# Sublimation ink clogged or dried up???



## tim3560 (Jan 7, 2007)

I just bought a set of sublimation ink cartridges and an epson c88 in January. I've only printed with them about 10-15 times and now it says that I'm out of black ink when I can clearly see that there is some in the cartridge. Does anyone know a simple way to get the cartridges to print again?? I promised someone some shirts by Thursday night and did a test run on their image and everything seemed fine, and now this.


----------



## te (Nov 25, 2006)

hey tim,
don`t know how to get your machine unclogged, but i was told that you should run at least one print a day so your machine won`t have any problems.
maybe one of the other members can help with your problem.
best of luck
te


----------



## mrpintor (Apr 30, 2007)

hey tim.. here's what i did when my machine clogged up. i have an epson 1280 that clogged on me few months ago. i get clogs every once in a while and when i do i usually just run the "head cleaning" utility about six times in a row and that works just fine. this last time around the self head cleaning approach didnt work so i asked around about other cleaning methods. i read about how adding a few drops of Windex to the little sponge (where the heads rest when not in use) can clear up even the most stubborn clog. i was a bit hesitant to go near that small sponge since i was told how fragile it is and how easy it is to knock it of its base. then a friend of mine told me about way to do it without going near the little sponge. this is what he told me to do. 

1. turn off and unplugg printer.

2. manually move the heads near the left of the printer..but not all the way over. 

3. lift the heads all the way up using the small lever on the side of the printer. (its the small 
lever that raises and lowers the heads to allow for different thicknesses of paper).

4. cut a square piece of paper towel and fold it over about three times until its about the thickness of two stacked quarters...and about 2"x1" in size. 

5. dampen the folded paper towel with Windex. squeeze out excess liquid..you just want it damn not soaked. 

6. place the damp paper square under the heads.

7. gently lower the heads on to the paper until it makes contact. 

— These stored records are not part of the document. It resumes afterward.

PR #259, opened 2022-01-23
(tests) Improve exception messages from eval

perlun:


src/Perlang.Tests.Integration/EvalHelper.cs
```diff
@@ -303,32 +303,34 @@ internal static object EvalWithArguments(string source, params string[] argument
...
-            throw new Exception("ScanError occurred. See inner exception for details.", scanError);
+            // Note: does not contain stack trace, so no point in wrapping in Exception() at this point.
+            throw scanError;
         }
 
         private static void AssertFailParseErrorHandler(ParseError parseError)
         {
-            throw new Exception("ParseError occurred. See inner exception for details.", parseError);
+            // Note: does not contain stack trace, so no point in wrapping in Exception() at this point.
+            throw parseError;
```
perlun, line 313: These hunks revert part of #246; it doesn't add any value to wrap these exceptions, since they haven't been thrown yet in the first place => no stack trace has been added to the `ScanError`/`ParseError` objects. We might as well just keep it like it used to be for now.

src/Perlang.Tests.Integration/EvalHelper.cs
```diff
@@ -303,32 +303,34 @@ internal static object EvalWithArguments(string source, params string[] argument
...
         private static void AssertFailValidationErrorHandler(ValidationError validationError)
         {
-            throw new Exception("ValidationError occurred. See inner exception for details.", validationError);
+            throw new Exception($"ValidationError occurred: {validationError.Message}", validationError);
         }
 
         private static bool AssertFailCompilerWarningHandler(CompilerWarning compilerWarning)
         {
-            throw new Exception("CompilerWarning occurred. See inner exception for details.", compilerWarning);
+            throw new Exception($"CompilerWarning occurred: {compilerWarning.Message}", compilerWarning);
```
perlun, line 333: These hunks makes the inner exception message be immediately apparent in e.g. Rider's "last test result" overlay when editing code, which is nice since it makes it super-easy to see why a particular test is failing while you are working on it:

image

8. let it sit there for a couple of hours.

9. raise heads and remove towel.

10. give it a few minutes to dry and plug printer back in.

then i turned printer back on and ran one head cleaning...then a test sheet. that method worked very well for me. 

please note..if you do decide to use this method..be advised that you do so under your own risk. i am not suggesting you clean your heads in this manner..i am only sharing my own experience using this method.


----------



## Eastdsm (Mar 10, 2007)

Buy an Epson chip resetter. Epson cartridges always say they are out before they really are. I got about 20-30 extra prints out of a black sublimation cartridge when printing only black text. Worth the cost of $20 or so for the resetter. Mine came with my refillable cartridges.


----------



## uncletee (Feb 25, 2007)

if your carts have auto reset chips just take out the cartridge, and put it back in this should fool the printer, if no reset chip you'll have to get a chip reseter. good luck


----------



## chonkymonky (Apr 1, 2007)

i have a chip on my cis system that i use with my epson 1280. the epson has the tendency to clog if not used regularly though. i read that before i even bought mine..and its true. i dont mind the maintenance though..its worth it. i always run at least three head cleanings before printing for the first time each day. that helps alot. since the epson works using a "suction" method (instead of spraying) everytime you run a head cleaning..the force of the suction increasing with each head cleaning. three or four in a row are enough to clear most clogs.


----------



## rusty (Feb 9, 2007)

Yeah, it sounds like you need a chip resetter. You can get one off Ebay for under $10. It will save you tons of money, especially if you are using sublimation cartridges.


----------